** PROVIDED ENTRIES follows **

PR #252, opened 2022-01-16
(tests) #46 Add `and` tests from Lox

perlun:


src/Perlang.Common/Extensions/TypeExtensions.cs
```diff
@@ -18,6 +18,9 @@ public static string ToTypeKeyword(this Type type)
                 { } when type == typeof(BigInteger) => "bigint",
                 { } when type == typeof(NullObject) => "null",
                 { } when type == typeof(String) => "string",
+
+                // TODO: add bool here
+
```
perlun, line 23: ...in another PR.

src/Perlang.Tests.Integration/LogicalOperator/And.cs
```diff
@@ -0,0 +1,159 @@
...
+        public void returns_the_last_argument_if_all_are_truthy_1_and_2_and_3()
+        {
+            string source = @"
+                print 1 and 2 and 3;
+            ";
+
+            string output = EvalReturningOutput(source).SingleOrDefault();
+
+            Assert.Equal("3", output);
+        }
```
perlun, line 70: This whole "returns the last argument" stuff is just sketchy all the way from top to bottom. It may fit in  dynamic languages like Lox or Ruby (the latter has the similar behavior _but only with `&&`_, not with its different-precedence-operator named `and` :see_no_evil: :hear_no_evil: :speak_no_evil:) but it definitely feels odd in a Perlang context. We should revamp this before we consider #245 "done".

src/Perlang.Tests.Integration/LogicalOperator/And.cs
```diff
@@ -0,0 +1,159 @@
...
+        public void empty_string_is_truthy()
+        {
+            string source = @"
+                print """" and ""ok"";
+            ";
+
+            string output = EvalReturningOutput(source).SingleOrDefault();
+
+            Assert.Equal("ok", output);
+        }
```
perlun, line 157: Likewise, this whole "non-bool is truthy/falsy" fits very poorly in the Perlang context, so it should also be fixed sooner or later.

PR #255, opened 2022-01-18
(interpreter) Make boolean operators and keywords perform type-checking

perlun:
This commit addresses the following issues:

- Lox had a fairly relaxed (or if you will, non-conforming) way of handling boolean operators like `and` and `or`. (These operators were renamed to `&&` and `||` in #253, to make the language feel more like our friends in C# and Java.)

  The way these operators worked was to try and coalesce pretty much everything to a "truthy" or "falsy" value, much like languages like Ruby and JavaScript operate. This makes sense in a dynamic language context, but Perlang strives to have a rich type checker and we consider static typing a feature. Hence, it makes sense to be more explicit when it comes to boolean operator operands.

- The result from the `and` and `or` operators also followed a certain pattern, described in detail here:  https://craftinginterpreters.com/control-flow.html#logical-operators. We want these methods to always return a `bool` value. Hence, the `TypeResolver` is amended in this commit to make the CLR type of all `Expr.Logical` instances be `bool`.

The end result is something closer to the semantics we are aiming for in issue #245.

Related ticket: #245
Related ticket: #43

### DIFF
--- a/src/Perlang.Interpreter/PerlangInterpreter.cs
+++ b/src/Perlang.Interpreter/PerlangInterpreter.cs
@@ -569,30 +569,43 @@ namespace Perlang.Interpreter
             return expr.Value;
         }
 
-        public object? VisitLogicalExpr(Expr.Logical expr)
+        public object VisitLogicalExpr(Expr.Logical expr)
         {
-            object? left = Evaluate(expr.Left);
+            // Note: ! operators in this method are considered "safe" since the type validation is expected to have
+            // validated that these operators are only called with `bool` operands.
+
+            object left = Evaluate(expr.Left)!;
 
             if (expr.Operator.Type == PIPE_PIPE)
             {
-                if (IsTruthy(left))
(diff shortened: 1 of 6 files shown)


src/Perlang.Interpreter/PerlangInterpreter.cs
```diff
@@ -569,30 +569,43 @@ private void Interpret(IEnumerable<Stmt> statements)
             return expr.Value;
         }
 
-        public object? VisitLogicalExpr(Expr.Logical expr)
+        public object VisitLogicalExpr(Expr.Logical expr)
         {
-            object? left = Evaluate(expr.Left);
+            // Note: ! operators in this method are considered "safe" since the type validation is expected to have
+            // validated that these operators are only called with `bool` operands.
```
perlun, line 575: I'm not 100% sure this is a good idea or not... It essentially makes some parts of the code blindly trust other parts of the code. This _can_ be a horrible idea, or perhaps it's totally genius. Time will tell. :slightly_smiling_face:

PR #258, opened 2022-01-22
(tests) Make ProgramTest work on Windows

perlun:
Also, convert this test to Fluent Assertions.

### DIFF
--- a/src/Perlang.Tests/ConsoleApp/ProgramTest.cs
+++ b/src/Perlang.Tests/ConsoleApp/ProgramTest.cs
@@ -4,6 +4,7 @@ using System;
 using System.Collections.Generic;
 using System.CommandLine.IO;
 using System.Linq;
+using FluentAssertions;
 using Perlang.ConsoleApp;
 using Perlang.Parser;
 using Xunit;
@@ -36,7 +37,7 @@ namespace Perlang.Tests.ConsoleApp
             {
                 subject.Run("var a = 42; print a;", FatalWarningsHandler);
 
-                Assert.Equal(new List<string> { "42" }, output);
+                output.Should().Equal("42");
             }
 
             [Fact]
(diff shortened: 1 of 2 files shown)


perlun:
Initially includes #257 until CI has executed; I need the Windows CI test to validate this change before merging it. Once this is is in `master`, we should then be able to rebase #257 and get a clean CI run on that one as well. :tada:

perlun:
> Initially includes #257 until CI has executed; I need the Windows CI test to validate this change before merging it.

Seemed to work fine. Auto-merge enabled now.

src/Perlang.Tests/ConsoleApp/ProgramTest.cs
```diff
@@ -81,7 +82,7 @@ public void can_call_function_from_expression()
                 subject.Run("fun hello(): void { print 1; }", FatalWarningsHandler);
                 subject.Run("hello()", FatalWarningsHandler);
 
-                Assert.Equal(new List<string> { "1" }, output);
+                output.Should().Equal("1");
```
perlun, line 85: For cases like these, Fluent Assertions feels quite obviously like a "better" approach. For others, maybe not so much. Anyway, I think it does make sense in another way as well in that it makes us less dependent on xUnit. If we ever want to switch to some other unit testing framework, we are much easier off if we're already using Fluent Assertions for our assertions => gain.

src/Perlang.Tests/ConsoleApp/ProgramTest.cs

** End of PROVIDED ENTRIES **

PROMPT: The required answer is the exact run of lines above starting at the line with "(diff shortened: 1 of 6 files shown)" and ending at the line with "--- a/src/Perlang.Tests/ConsoleApp/ProgramTest.cs", with both ends present.

OUTPUT FOR THIS EXERCISE:
(diff shortened: 1 of 6 files shown)


src/Perlang.Interpreter/PerlangInterpreter.cs
```diff
@@ -569,30 +569,43 @@ private void Interpret(IEnumerable<Stmt> statements)
             return expr.Value;
         }
 
-        public object? VisitLogicalExpr(Expr.Logical expr)
+        public object VisitLogicalExpr(Expr.Logical expr)
         {
-            object? left = Evaluate(expr.Left);
+            // Note: ! operators in this method are considered "safe" since the type validation is expected to have
+            // validated that these operators are only called with `bool` operands.
```
perlun, line 575: I'm not 100% sure this is a good idea or not... It essentially makes some parts of the code blindly trust other parts of the code. This _can_ be a horrible idea, or perhaps it's totally genius. Time will tell. :slightly_smiling_face:

PR #258, opened 2022-01-22
(tests) Make ProgramTest work on Windows

perlun:
Also, convert this test to Fluent Assertions.

### DIFF
--- a/src/Perlang.Tests/ConsoleApp/ProgramTest.cs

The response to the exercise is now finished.